— DATA —
Issue #453, opened 2020-04-06
Support docker registry token


knqyf263:
Pass Docker Registry v2 Bearer token via `TRIVY_REGISTRY_TOKEN`.
https://docs.docker.com/registry/spec/auth/jwt/

simar7:
Should this be closed now since https://github.com/aquasecurity/fanal/pull/102 is merged?

knqyf263:
We need to merge this PR.
https://github.com/aquasecurity/trivy/pull/475​​​​​​​

knqyf263:
We have to merge https://github.com/aquasecurity/trivy/pull/482.

PR #482, opened 2020-04-30
feat: support registry token

knqyf263:
Close https://github.com/aquasecurity/trivy/issues/453


integration/docker/docker.go
```diff
@@ -0,0 +1,112 @@
+package docker
```
simar7, line 1: Where are the functions in this file used besides in a test? Maybe I missed something here.

integration/registry_test.go
```diff
@@ -0,0 +1,346 @@
...
+func TestRegistry(t *testing.T) {
+	ctx := context.Background()
+
+	baseDir, err := filepath.Abs(".")
+	require.NoError(t, err)
+
+	// set up auth server
+	authC, err := setupAuthServer(ctx, baseDir)
+	require.NoError(t, err)
+	//defer authC.Terminate(ctx)
```
simar7, line 119: cruft?

integration/registry_test.go
```diff
@@ -0,0 +1,346 @@
...
+
+	authURL, err := getURL(ctx, authC, authPort)
+	require.NoError(t, err)
+
+	// set up registry
+	registryC, err := setupRegistry(ctx, baseDir, authURL)
+	require.NoError(t, err)
+	//defer registryC.Terminate(ctx)
```
simar7, line 127: cruft?

integration/docker/docker.go
knqyf263: This package is completely for testing. I copied this file from https://github.com/aquasecurity/harbor-scanner-trivy/blob/master/test/component/docker/docker.go. I separated the package so that it can be used from some tests.

integration/registry_test.go
knqyf263: Thanks! I commented out it for debug, but it is necessary.

integration/registry_test.go
knqyf263: ditto

PR #485, opened 2020-05-04
chore(ci): move integration tests to GitHub Actions

knqyf263:
# Overview
`gunzipDB` copies a database file to the temporal directory every time. It consumes a lot of disk spaces even if the file is removed by `defer os.RemoveAll(cacheDir)`. This is because the test process is still running, so the removed file can't be seen, but exists until the test process finishes.
ref. https://access.redhat.com/solutions/2316

After all, it reaches the capacity of disk and returns the error "no space left on device". This PR changed tests so that the database file can be copied only once.

# Blocker
- [ ] Apply `go get -u` after https://github.com/aquasecurity/fanal/pull/104 is merged

### DIFF
--- a/integration/docker_engine_test.go
+++ b/integration/docker_engine_test.go
@@ -83,12 +83,6 @@ func TestRun_WithDockerEngine(t *testing.T) {
 			testfile:           "testdata/fixtures/centos-6.tar.gz",
 		},
 		{
-			name:               "happy path, valid image path, centos:6",
-			imageTag:           "centos:6",
-			expectedOutputFile: "testdata/centos-6.json.golden",
-			testfile:           "testdata/fixtures/centos-6.tar.gz",
-		},
-		{
 			name:               "happy path, valid image path, centos:7",
 			imageTag:           "centos:7",
 			expectedOutputFile: "testdata/centos-7.json.golden",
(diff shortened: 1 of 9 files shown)


integration/docker_engine_test.go
```diff
@@ -294,39 +288,35 @@ func TestRun_WithDockerEngine(t *testing.T) {
...
-				trivyArgs = append(trivyArgs, "--output", of.Name())
-			}
 			trivyArgs = append(trivyArgs, tc.testfile)
 
 			err = app.Run(trivyArgs)
 			switch {
 			case tc.expectedError != "":
 				require.NotNil(t, err)
 				assert.Contains(t, err.Error(), tc.expectedError, tc.name)
+				return
```
simar7, line 298: Is this needed?

knqyf263: Yes, in this case, an error is expected. It means we don't have to compare want and got. The original code is the following.

```
switch {
case tc.expectedError != "":
    require.NotNil(t, err)
    assert.Contains(t, err.Error(), tc.expectedError, tc.name
default:
    ...
}

if !tc.invalidImage {
    // compare want and got
    ...
}
```

So, I've changed it to the following

```
switch {
case tc.expectedError != "":
    require.NotNil(t, err)
    assert.Contains(t, err.Error(), tc.expectedError, tc.name
    return
default:
    ...
}

// compare want and got
compare()
```

I prefer a shallow nest.

PR #487, opened 2020-05-06
feat: add support for scanning Debian sid

mattlorimor:
This PR adds the ability to scan Debian sid for vulnerabilities. The entries required to do this already appear to exist in trivy-db. Trivy simply needed to be updated to pass along the correct version strings to get the results to come back.

### Before
```
PS C:\Users\mattl> docker run --rm -v /var/run/docker.sock:/var/run/docker.sock -v C:\.cache:\.cache\ aquasec/trivy debian:sid

2020-05-06T19:09:58.184Z        WARN    This OS version is not on the EOL list: debian bullseye/sid
2020-05-06T19:09:58.184Z        INFO    Detecting Debian vulnerabilities...
2020-05-06T19:09:58.184Z        WARN    This OS version is no longer supported by the distribution: debian bullseye/sid
2020-05-06T19:09:58.185Z        WARN    The vulnerability detection may be insufficient because security updates are not provided
```

### After
```
root@37e7a3b52207:/go/trivy# trivy -q debian:sid

debian:sid (debian bullseye/sid)
================================
Total: 51 (UNKNOWN: 0, LOW: 48, MEDIUM: 3, HIGH: 0, CRITICAL: 0)

[RESULTS REDACTED DUE TO SPACE]
```

### DIFF
--- a/README.md
+++ b/README.md
@@ -1364,18 +1364,18 @@ The unfixed/unfixable vulnerabilities mean that the patch has not yet been provi
 
 | OS                           | Supported Versions                       | Target Packages               | Detection of unfixed vulnerabilities |
 | ---------------------------- | ---------------------------------------- | ----------------------------- | :----------------------------------: |
-| Alpine Linux                 | 2.2 - 2.7, 3.0 - 3.11                    | Installed by apk              |                  NO                  |
-| Red Hat Universal Base Image | 7, 8                                     | Installed by yum/rpm          |                 YES                  |
-| Red Hat Enterprise Linux     | 6, 7, 8                                  | Installed by yum/rpm          |                 YES                  |
-| CentOS                       | 6, 7                                     | Installed by yum/rpm          |                 YES                  |
-| Oracle Linux                 | 5, 6, 7, 8                               | Installed by yum/rpm          |                  NO                  |
-| Amazon Linux                 | 1, 2                                     | Installed by yum/rpm          |                  NO                  |
-| openSUSE Leap                | 42, 15                                   | Installed by zypper/rpm       |                  NO                  |
-| SUSE Enterprise Linux        | 11, 12, 15                               | Installed by zypper/rpm       |                  NO                  |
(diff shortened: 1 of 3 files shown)


mattlorimor:
I apologize for the extra formatting issues commits. That's what I get for being lazy and copy/pasting stuff into the GitHub web editor.

simar7:
hi @mattlorimor thanks for the PR. As you know `debian:sid` is unstable by definition so using it in any kind of production environment is not desirable. What use case do you have for using it? Since `sid` can break any time because of its inherent nature, it might not be easy for us to keep supporting it for a long term for Trivy. 

cc @knqyf263 @lizrice

mattlorimor:
@simar7 

> What use case do you have for using it?

Any use case in which somebody would prefer package update frequency over potential stability problems. Assorted vendors of ours supply pre-built images based on `debian:sid`. This actually isn't all that uncommon.

> Since sid can break any time because of its inherent nature, it might not be easy for us to keep supporting it for a long term for Trivy.

That's a fair concern. Since your ultimate source for the affected packages and fix versions comes from the official Debian Security Tracker (example: https://security-tracker.debian.org/tracker/CVE-2020-1752), it looks like Debian would have to stop publishing information on `debian:sid` to break this workflow.

Debian's `/etc/debian_version` will always contain something like `[release]/sid`. Currently, that string is `bullseye/sid`.

I wrote this in such a way that it's checking for the `/sid` syntax and assuming `sid` from there.

If it's **a)** unlikely that the `/sid` syntax will change and **b)** unlikely they will stop publishing vulnerability information for `sid` on the Security Tracker, where are the areas of concern that this functionality would break?

krol3:
@mattlorimor could you review the conflicting files?

hazcod:
ping @mattlorimor

hazcod:
Unstale

hazcod:
Unstale

hazcod:
Ping @mattlorimor

hazcod:
Unstale

hazcod:
Unstale.

Issue #489, opened 2020-05-08
DRY up duplicated code


simar7:
Currently there are some places in Trivy which can be [DRY](https://en.wikipedia.org/wiki/Don%27t_repeat_yourself)-ed up for code duplication. This issue documents some of them. 

- client, server and standalone code currently share structs and parsing logic that can be dried up. A few examples: https://github.com/aquasecurity/trivy/blob/18b80e3781a8c8d1f4365071a3d0866e3ec5e81d/internal/client/config/config.go#L18 and https://github.com/aquasecurity/trivy/blob/18b80e3781a8c8d1f4365071a3d0866e3ec5e81d/internal/client/config/config.go#L108-L116

The list will be expanded as new things are found.

PR #502, opened 2020-05-25
refactor: define common options and embed them into the option for subcommand

knqyf263:
The config options for standalone, client, and server are defined separately, but they have duplication. This PR defines common options as dedicated structs and embed them into standalone, client, and server config.

Close https://github.com/aquasecurity/trivy/issues/489


internal/client/config/config.go
```diff
@@ -90,69 +43,30 @@ func New(c *cli.Context) (Config, error) {
...
-	ctx := c.context
-	if c.Input == "" && ctx.NArg() == 0 {
-		c.logger.Error(`trivy requires at least 1 argument or --input option`)
-		cli.ShowAppHelp(c.context)
-		return xerrors.New("arguments error")
-	} else if ctx.NArg() > 1 {
-		c.logger.Error(`multiple images cannot be specified`)
-		return xerrors.New("arguments error")
-	}
+	c.CustomHeaders = splitCustomHeaders(c.customHeaders)
```
simar7, line 51: I'm trying to understand how does this work. How can I pass custom headers? Does this make it a flag like `--custom-headers`? https://github.com/aquasecurity/trivy/blob/507def6de7e77afbba2330c69153cfd4aa71d12c/internal/client/config/config.go#L41

knqyf263: True.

— WORK INSTRUCTION —
Copy out the lines of the records above in which the string "opened" appears.

— EXERCISE OUTPUT —
Issue #453, opened 2020-04-06
PR #482, opened 2020-04-30
PR #485, opened 2020-05-04
PR #487, opened 2020-05-06
Issue #489, opened 2020-05-08
PR #502, opened 2020-05-25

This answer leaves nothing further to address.